(Excerpts from a dataset)
_____

PR #112, opened 2017-09-08
added specific blacklist to taar/taar_locale.py

mlopatka:
Added an early filter to remove addons (by key) that are notsuccessfully filtered using the "is_system" condition.


mozetl/taar/taar_locale.py
```diff
@@ -65,6 +65,11 @@ def get_addons(spark):
           AND value['app_disabled'] = FALSE -- exclude compatibility disabled addons
           AND value['is_system'] = FALSE -- exclude system addons
           AND locality <> 'null'
+          AND key <> 'loop@mozilla.org'
```
acmiyaguchi: You could use `key NOT IN ('loop@mozilla.org', 'firefox@getpocket.com', ...)`, to make it clear what the blacklist looks like.

acmiyaguchi:
It looks like this job is failing because approxQuantile is not as robust as it should be. This looks like it's [resolved in Spark 2.2.0](https://issues.apache.org/jira/browse/SPARK-21550). I've updated the test harness to use Spark 2.2.0, but it still needs to make its way into the tree (which *should* fix the problem here, unless the tests are broken in another way). This also means the airflow job should set 5.8.0 as the default version.

mozetl/taar/taar_locale.py
```diff
@@ -65,6 +65,8 @@ def get_addons(spark):
           AND value['app_disabled'] = FALSE -- exclude compatibility disabled addons
           AND value['is_system'] = FALSE -- exclude system addons
           AND locality <> 'null'
+          AND key NOT IN ('loop@mozilla.org', 'firefox@getpocket.com', 'e10srollout@mozilla.org',
```
Dexterp37: I think the right way to proceed here would be to check the AMO database: system, private addons and unlisted addons (e.g. the ones similar to the ubuntu system integration) will be discarded. We won't have to maintain yet-a-new blacklist and could re-use the logic in the other upcoming jobs. See [here](https://github.com/mozilla/telemetry-batch-view/blob/master/src/main/scala/com/mozilla/telemetry/ml/AddonRecommender.scala#L147) for how we do this in the collaborative filtering job.

mlopatka: Yup, 100% agree, this is a much more elegant (and future-proof) solution.

I have added a commit. Please dont review just yet, test coverage comming soon :)

mozetl/taar/taar_locale.py
```diff
@@ -37,6 +40,12 @@ def store_new_state(source_file_name, s3_dest_file_name, s3_prefix, bucket):
     transfer.upload_file(source_file_name, bucket, key_path)
 
 
+def load_amo_external_whitelist():
+    amo_dump = utils.get_s3_json_content(AMO_DUMP_BUCKET, AMO_DUMP_KEY)
+    white_list_inner = {key: value['guid'] for key, value in amo_dump.items() if value['current_version']['files'][0]['is_webextension']}
```
Dexterp37: Fly-by: you should really check if any of the files supports webextension, not just the first one. For example:

```
    addon_files = value.get('current_version', {}).get('files', {})
    addon_data['is_webextension'] =\
        any([f.get("is_webextension", False) for f in addon_files])
```

mlopatka:
@acmiyaguchi Hey Anthony, can you take a quick peek at the PR?

tests/test_taar_locale.py
```diff
@@ -1,10 +1,11 @@
 """Test suite for TAAR Locale Job."""
 
 import boto3
+import json
 import functools
 import pytest
 from moto import mock_s3
-from mozetl.taar import taar_locale
+from mozetl.taar import taar_locale, AMO_DUMP_BUCKET, AMO_DUMP_KEY
```
acmiyaguchi: `AMO_DUMP_BUCKET` and `AMO_DUMP_KEY` are actually in the scope of `taar_locale`. You can access them like the functions e.g. `taar_locale.AMO_DUMP_BUCKET`

tests/test_taar_locale.py
```diff
@@ -130,3 +181,20 @@ def test_write_output():
...
+    content = [fake_amo_sample_web_extension, fake_amo_sample_legacy]
+
+    conn = boto3.resource('s3', region_name='us-west-2')
+    conn.create_bucket(Bucket=AMO_DUMP_BUCKET)
+
+    # Store the data in the mocked bucket.
+    conn.Object(AMO_DUMP_BUCKET, key=AMO_DUMP_KEY).put(Body=json.dumps(content))
+
+    # Check that the web_extension item is still present and the legacy addon is absent.
+    white_listed_addons = taar_locale.load_amo_external_whitelist()
```
acmiyaguchi: For some reason, it looks like the library calls to boto3 are not being mocked out by moto. When running this test locally, I am getting production data.

acmiyaguchi: This is because of the caching mechanism that is implemented in `get_s3_json_content`. Either the caching mechanism is removed (it only gets run in one place), or the test harness should clear the cache directory after every test.

mozetl/taar/utils.py
```diff
@@ -0,0 +1,71 @@
...
+    The file is downloaded and then cached for future use.
+    """
+    local_path = get_s3_cache_filename(s3_bucket, s3_key)
+
+    if not os.path.exists(local_path):
+        # Use NamedTemporaryFile, so that the file gets removed.
+        with NamedTemporaryFile() as temp_file:
+            try:
+                s3 = boto3.client('s3')
+                s3.download_fileobj(s3_bucket, s3_key, temp_file)
```
acmiyaguchi: You could use `download_file` and avoid the use of the `NamedTemporaryFile` here, along with all of the other file level operations.

tests/test_taar_locale.py
```diff
@@ -130,3 +181,20 @@ def test_write_output():
     date_filename =\
         "{}{}20171106.json".format(prefix, taar_locale.LOCALE_FILE_NAME)
     assert date_filename in keys
+
+
+@mock_s3
+def test_load_amo_external_whitelist():
+
+    content = [fake_amo_sample_web_extension, fake_amo_sample_legacy]
```
acmiyaguchi: This content isn't in the right form, it looks like the database is one large json file that maps GUID to addon object.

mlopatka: The full AMO dump is transformed into the lost of guids inside load_amo_external_whitelist().
So I'm stubbing a full amo entry, but the output should be a list of guids.

tests/test_taar_locale.py
mlopatka: Ah... nice catch! I've been going crazy testing this. Thank you!

mozetl/taar/taar_locale.py
```diff
@@ -37,6 +41,24 @@ def store_new_state(source_file_name, s3_dest_file_name, s3_prefix, bucket):
     transfer.upload_file(source_file_name, bucket, key_path)
 
 
+def load_amo_external_whitelist():
+    white_list_inner = []
+    # Load the most current AMO dump JSON resource.
+    try:
+        amo_dump = utils.get_s3_json_content_no_cache(AMO_DUMP_BUCKET, AMO_DUMP_KEY)
```
Dexterp37: Instead of importing all the stuff in the `utils.py` file, which is not really needed here, why don't you do:

```
s3 = boto3.client('s3')
s3_contents = s3.get_object(Bucket=AMO_DUMP_BUCKET, Key=AMO_DUMP_KEY)
amo_dump = json.loads(s3_contents['Body'].read())
```

Within the try?

mozetl/taar/taar_locale.py
```diff
@@ -37,6 +40,26 @@ def store_new_state(source_file_name, s3_dest_file_name, s3_prefix, bucket):
     transfer.upload_file(source_file_name, bucket, key_path)
 
 
+def load_amo_external_whitelist():
+    white_list_inner = []
+    # Load the most current AMO dump JSON resource.
+    try:
+        s3 = boto3.client('s3')
+        s3_contents = s3.get_object(Bucket=AMO_DUMP_BUCKET, Key=AMO_DUMP_KEY)
+        amo_dump = json.loads(s3_contents['Body'].read())
```
Dexterp37: Let's define `amo_dump = {}` after line 44, this should make the test pass.

mlopatka: sorry about this.

Dexterp37:
Let's close this in favor of #116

_____

What you have to do - Which of the lines in the data contain the string "really"? Return each one.

Answer below -
Dexterp37: Fly-by: you should really check if any of the files supports webextension, not just the first one. For example:
Dexterp37: Instead of importing all the stuff in the `utils.py` file, which is not really needed here, why don't you do:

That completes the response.